The two key ingredients of these new models are that they seek a return on philanthropic investment and they apply new methodologies to research design and execution. Organizations are keen to accelerate the pace and magnitude of scientific advances and develop sustainable funding models.
In the past, patents derived from university research were simply granted to inventors’ institutions. It is becoming increasingly common today for philanthropic organizations to participate in royalty or milestone payments and, in some cases, invention management. These strategies ensure that both the philanthropic organization and the university share in returns that will sustain the engines of innovation and discovery. This creative “evergreening” approach to funding must be more widely embraced.
The focus on collaboration pioneered by many philanthropic foundations and donors is essential. As part of their funding commitments, philanthropies now actively engage in creating structures requiring a collaborative, multidisciplinary focus among several institutions and scientists. For example, the Parker Institute has established six centers and more than 60 member researchers at leading academic institutions as part of its funding of research and clinical trials to advance cancer immunotherapy. These centers share data and research, work as cross-institution teams on key scientific objectives, and manage the creation of intellectual property in a collaborative manner.
Although the pace of progress in biomedical science may not always be as speedy as advances in computing, there is no question that opportunities exist for accelerating progress. What’s lacking is adequate funding and enabling more efficient biomedical research infrastructure.
Little has changed in the past decade in the way we study and act upon new biological paradigms. We need aggressive structural and cultural changes to the federal research enterprise that provides change-oriented leadership at all levels, support for people and programs that embrace new ideas, and greater emphasis on partnering between public and private organizations.
Not-for-profit and philanthropic organizations are best placed to facilitate these kinds of collaborative efforts. As neutral bodies, organizations like the Parker Institute can work with academic centers to remove some of the barriers that slow progress in health care.
The far-reaching impact of discoveries like the airplane, laser, and semiconductor were not fully predictable. We believe that the same is true in biology. To assure that biology delivers great benefits, we recommend these steps:
- Increase the level of direct federal budget spending for the NIH in a stable and predictable manner.
- Impose a financial obligation on the private biomedical sector to add to NIH coffers.

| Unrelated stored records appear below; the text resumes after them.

PR #491, opened 2024-10-16
add identity search workflow

linus-sun:
#### Summary

As part of work [outlined here](https://docs.google.com/document/d/15XEwkUDy2Wp9oSpazD18vMMbeo-UDpqpzPAiiMkGvFk/edit?resourcekey=0-l0iCV7L2HCa8xC3XCEz8rg&tab=t.0#heading=h.xgjl2srtytjt), this PR adds a separate identity monitoring workflow and corresponding end-to-end test within Rekor-monitor. This workflow takes in a list of associated identities to monitor for, and searches through a range of logs to write any found identities to disk. A future PR will refactor the identity search component out of the current consistency check and reusable monitoring workflow and update documentation to demonstrate how to use the separate consistency check and identity search workflows.

#### Release Note

NONE

#### Documentation

N/A - a future PR that refactors this to be runnable as a separate workflow will update documentation accordingly.

### DIFF
--- a/cmd/monitor/config.go
+++ b/cmd/monitor/config.go
@@ -1,0 +1,37 @@
+//
+// Copyright 2024 The Sigstore Authors.
+//
+// Licensed under the Apache License, Version 2.0 (the "License");
+// you may not use this file except in compliance with the License.
+// You may obtain a copy of the License at
+//
+//     http://www.apache.org/licenses/LICENSE-2.0
+//
+// Unless required by applicable law or agreed to in writing, software
+// distributed under the License is distributed on an "AS IS" BASIS,
+// WITHOUT WARRANTIES OR CONDITIONS OF ANY KIND, either express or implied.
+// See the License for the specific language governing permissions and
+// limitations under the License.
+
+package main
+
+import (
+	"time"
+
+	"github.com/sigstore/rekor-monitor/pkg/identity"
+	"github.com/sigstore/rekor-monitor/pkg/notifications"
+)
+
+type IdentityMonitorConfiguration struct {
+	StartIndex                *int                                    `yaml:"startIndex"`
+	EndIndex                  *int                                    `yaml:"endIndex"`
+	MonitoredValues           identity.MonitoredValues                `yaml:"monitoredValues"`
+	ServerURL                 string                                  `yaml:"serverURL"`
+	OutputIdentitiesFile      string                                  `yaml:"outputIdentities"`
+	LogInfoFile               string                                  `yaml:"logInfoFile"`
+	GitHubIssue               notifications.GitHubIssueInput          `yaml:"githubIssue"`
+	EmailNotificationSMTP     notifications.EmailNotificationInput    `yaml:"emailNotificationSMTP"`
+	EmailNotificationMailgun  notifications.MailgunNotificationInput  `yaml:"emailNotificationMailgun"`
+	EmailNotificationSendGrid notifications.SendGridNotificationInput `yaml:"emailNotificationSendGrid"`
+	Interval                  *time.Duration                          `yaml:"interval"`
+}
--- a/cmd/monitor/config.go
+++ b/cmd/monitor/config.go
@@ -29,6 +29,7 @@ type IdentityMonitorConfiguration struct {
 	ServerURL                 string                                  `yaml:"serverURL"`
 	OutputIdentitiesFile      string                                  `yaml:"outputIdentities"`
 	LogInfoFile               string                                  `yaml:"logInfoFile"`
+	IdentityMetadataFile      *string                                 `yaml:"identityMetadataFile"`
 	GitHubIssue               notifications.GitHubIssueInput          `yaml:"githubIssue"`
 	EmailNotificationSMTP     notifications.EmailNotificationInput    `yaml:"emailNotificationSMTP"`
 	EmailNotificationMailgun  notifications.MailgunNotificationInput  `yaml:"emailNotificationMailgun"`
--- a/cmd/monitor/main.go
+++ b/cmd/monitor/main.go
@@ -1,0 +1,143 @@
+//
+// Copyright 2021 The Sigstore Authors.
+//
+// Licensed under the Apache License, Version 2.0 (the "License");
+// you may not use this file except in compliance with the License.
+// You may obtain a copy of the License at
+//
+//     http://www.apache.org/licenses/LICENSE-2.0
+//
+// Unless required by applicable law or agreed to in writing, software
+// distributed under the License is distributed on an "AS IS" BASIS,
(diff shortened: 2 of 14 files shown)


mihaimaruseac (approved):
Nice!

cmd/monitor/config.go
```diff
@@ -0,0 +1,34 @@
...
+// limitations under the License.
+
+package main
+
+import (
+	"github.com/sigstore/rekor-monitor/pkg/identity"
+	"github.com/sigstore/rekor-monitor/pkg/notifications"
+)
+
+type IdentityMonitorConfiguration struct {
```
haydentherapper, line 23: Should we also include `once` so this either runs indefinitely or only for one iteration? 

If so, this would need to be restructured a bit, so that we continually pull in the start index from the last checkpoint that was recorded.

haydentherapper: related, I think if you specify start/end, that should effectively be the same as `once`, as a one-off search across indices (which could be used if you are running the search for the first time, for example, or catching up)

linus-sun: I was considering how to include once but I think that makes sense for constantly pulling in the last checkpoint, will do

haydentherapper: We should also decide between the indefinite loop being in the cmd package or in the inner API. Right now, the functionality is embedded in the API, and I wouldn’t expect API users to need to loop indefinitely. Also it’s not possible to test an endless loop, so we can maintain good coverage in the API where the cmd package isn’t expected to have coverage.

linus-sun: looping in the cmd package definitely makes more sense- will implement that way in this PR, and refactor consistency check as such in #492

cmd/monitor/main.go
```diff
@@ -0,0 +1,143 @@
...
+	if err := yaml.Unmarshal([]byte(configString), &config); err != nil {
+		log.Fatalf("error parsing identities: %v", err)
+	}
+
+	rekorClient, err := client.GetRekorClient(config.ServerURL, client.WithUserAgent(strings.TrimSpace(fmt.Sprintf("rekor-monitor/%s (%s; %s)", version.GetVersionInfo().GitVersion, runtime.GOOS, runtime.GOARCH))))
+	if err != nil {
+		log.Fatalf("getting Rekor client: %v", err)
+	}
+
+	if config.StartIndex == nil || config.EndIndex == nil {
```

- Require more data sharing by both public and private institutions and more collaboration in the pre-competitive industry space.

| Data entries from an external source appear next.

PR #502, opened 2024-10-23
verify ct consistency code

linus-sun:


pkg/rekor/verifier.go
```diff
@@ -23,6 +23,8 @@ import (
 	"os"
 	"time"
 
+	ct "github.com/google/certificate-transparency-go"
```
haydentherapper, line 26: Can we create another package, like `pkg/ct`, for handling CT verification, since this isn't for rekor?

pkg/util/file/file.go
```diff
@@ -52,6 +54,55 @@ func ReadLatestCheckpoint(logInfoFile string) (*util.SignedCheckpoint, error) {
...
+
+	if err := scanner.Err(); err != nil {
+		return nil, err
+	}
+
+	return &checkpoint, nil
+}
+
+// WriteCTSignedTreeHead writes a signed tree head to a given log file
+func WriteCTSignedTreeHead(sth *ct.SignedTreeHead, logInfoFile string) error {
```
haydentherapper, line 87: Let's take this opportunity to stop writing all checkpoints, and just overwrite the file with the latest checkpoint. This will simplify reading as well.

pkg/rekor/verifier.go
```diff
@@ -100,6 +105,23 @@ func VerifyConsistencyCheckInputs(interval *time.Duration, logInfoFile *string,
 	return nil
 }
 
+func verifyCertificateTransparencyConsistency(logInfoFile string, logClient *ctclient.LogClient, signedTreeHead *ct.SignedTreeHead) error {
```
haydentherapper, line 108: We'll also need signature verification for the previous STH and current STH, like with https://github.com/sigstore/rekor-monitor/blob/d7458ab1ec52524bf11057d4c2e38bf07b6a5a5c/pkg/rekor/verifier.go#L56. Checkpoints are signed, which provides integrity for the checkpoint.

We can hardcode the public key for now from https://github.com/sigstore/root-signing/blob/main/targets/ctfe_2022.pub, but we should add a TODO to fetch it from our TUF repository like what we need to do for rekor.

haydentherapper (changes requested):

pkg/ct/verifier.go
```diff
@@ -0,0 +1,75 @@
...
+
+		if err != nil {
+			return fmt.Errorf("error loading public key: %v", err)
+		}
+		logClient.Verifier = &ct.SignatureVerifier{
+			PubKey: pubKey,
+		}
+	}
+
+	err = logClient.Verifier.VerifySTHSignature(*prevSTH)
```
haydentherapper, line 54: nit: For consistency with below, do you need `logClient.Verifier` vs just `logClient`?

pkg/ct/verifier_test.go
```diff
@@ -0,0 +1,114 @@
...
+	return serveHandlerAt(t, path, func(w http.ResponseWriter, _ *http.Request) {
+		if _, err := fmt.Fprint(w, rsp); err != nil {
+			t.Fatal(err)
+		}
+	})
+}
+
+// Test VerifyCertificateTransparencyConsistency
+func TestVerifyCertificateTransparencyConsistency(t *testing.T) {
+	// TODO: placeholder test, fill this out with mock CT Log client
```
haydentherapper, line 66: just to check, is there anything else you wanted to test in this PR, or adding in a later one?

haydentherapper (commented):
This looks great!

pkg/ct/verifier_test.go
linus-sun: Adding in a later one once security-transparency responds w.r.t. setting up end-to-end testing- validating this function requires ECDSA signing the STH using the ctfe pub/priv key- is it possible to mock that/generate one to pass into the function here, like as done [here](https://github.com/google/certificate-transparency-go/blob/517bc29902ecdd3e0ae01bcd1b588cfb31f11bed/client/logclient_test.go#L52-L55)?

haydentherapper: When I set up testing awhile ago, I hardcoded a response - https://github.com/sigstore/fulcio/blob/25bdda2ef4094ea73ae864f3c89f924570e637fd/pkg/server/grpc_server_test.go#L2291

e2e tests are probably the most straightforward way to test without copying a huge amount of code.

haydentherapper (approved):

haydentherapper (approved):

- Create new business models to accelerate the path from basic research to the development of new therapies.
- Encourage private foundations to advance more collaborative research models by breaking down the existing barriers that inhibit research collaborations and by supporting grand scientific challenges.

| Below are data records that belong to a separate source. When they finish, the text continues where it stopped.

PR #512, opened 2024-10-29
Add support for triggering notifications off of identity monitor

linus-sun:
#### Summary

This PR adds support for triggering notifications off of the identity monitor workflow. Currently, GitHub issue notifications and email notifications (via SMTP, Mailgun, and SendGrid) are supported; future notification handlers can be implemented via the identity monitor configuration method implemented in this PR. 

#### Release Note

NONE

#### Documentation

N/A


pkg/rekor/identity.go
```diff
@@ -403,11 +403,13 @@ func IdentitySearch(startIndex int, endIndex int, rekorClient *client.Rekor, mon
 		}
 		err = file.WriteIdentityMetadata(*idMetadataFile, idMetadata)
 		if err != nil {
-			return fmt.Errorf("failed to write id metadata: %v", err)
+			return nil, fmt.Errorf("failed to write id metadata: %v", err)
 		}
 	}
 
-	return nil
+	identities := identity.CreateIdentitiesList(monitoredValues)
```
haydentherapper, line 410: What is the reason for this change? How will the identity strings be used?

cmd/monitor/config.go
```diff
@@ -16,23 +16,58 @@
...
+	OutputIdentitiesFile      string                                   `yaml:"outputIdentities"`
+	LogInfoFile               string                                   `yaml:"logInfoFile"`
+	IdentityMetadataFile      *string                                  `yaml:"identityMetadataFile"`
+	GitHubIssue               *notifications.GitHubIssueInput          `yaml:"githubIssue"`
+	EmailNotificationSMTP     *notifications.EmailNotificationInput    `yaml:"emailNotificationSMTP"`
+	EmailNotificationMailgun  *notifications.MailgunNotificationInput  `yaml:"emailNotificationMailgun"`
+	EmailNotificationSendGrid *notifications.SendGridNotificationInput `yaml:"emailNotificationSendGrid"`
+	Interval                  *time.Duration                           `yaml:"interval"`
+}
+
```
haydentherapper, line 41: What do you think about having a "pool" of notification providers? This would be splitting `TriggerNotifications` into two functions:

* Something like `CreateNotificationPlatformPool` which outputs `[]NotificationPlatform`, which you would populate based on what's set in the configuration
* `TriggerNotifications` which would iterate through the list and call `Send` on each

Functionally, these are equivalent, but it's a bit more idiomatic to use the interface.

pkg/rekor/identity.go
linus-sun: the output of CreateIdentitiesList is used in [CreateMonitoredIdentities](https://github.com/sigstore/rekor-monitor/blob/b3b5cb9ee132ff15f784b1b4c00413766a3faaca/pkg/identity/identity.go#L99) to help create the structured output of found identity entries, which is passed in as the input for any attached notification platforms to create notifications off of

cmd/monitor/config.go
```diff
@@ -16,23 +16,58 @@
...
+func CreateNotificationPool(config IdentityMonitorConfiguration) []notifications.NotificationPlatform {
```
haydentherapper, line 42: Love this construct!

Can we move these functions to the notifications package, and add tests? You can create a fake NotificationPlatform and verify that `Send` is called after `CreateNotificationPool` and `TriggerNotifications` is called.

pkg/rekor/identity.go
haydentherapper: Ah thanks, forgot we are grouping found entries by id. Looks good!

pkg/identity/identity.go
```diff
@@ -94,6 +94,26 @@ func PrintMonitoredIdentities(monitoredIdentities []MonitoredIdentity) ([]byte,
 	return jsonBody, nil
 }
 
+// CreateIdentitiesList takes in a MonitoredValues input and returns a list of all currently monitored identities.
+// It returns a list of strings.
+func CreateIdentitiesList(mvs MonitoredValues) []string {
```
haydentherapper, line 99: Test for func?

haydentherapper (approved):
looks great!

Yesterday’s breakthroughs turned a world in which people lived in fear of all diseases into one in which many of Hamlet’s “thousand natural shocks” could be treated. To continue this progress, we need the funding and infrastructure for biomedical research that can deliver the breakthroughs of tomorrow.
Jeffrey A. Bluestone, Ph.D., is professor of metabolism and endocrinology at the University of California, San Francisco, and the CEO and president of the Parker Institute for Cancer Immunotherapy. David Beier, J.D., is managing director of Bay City Capital and a senior adviser to the Parker Institute for Cancer Immunotherapy. Laurie H. Glimcher, M.D., is the CEO and president of the Dana-Farber Cancer Institute in Boston and professor of medicine at Harvard Medical School. Two of the authors (Bluestone and Glimcher) have received research funding from the NIH.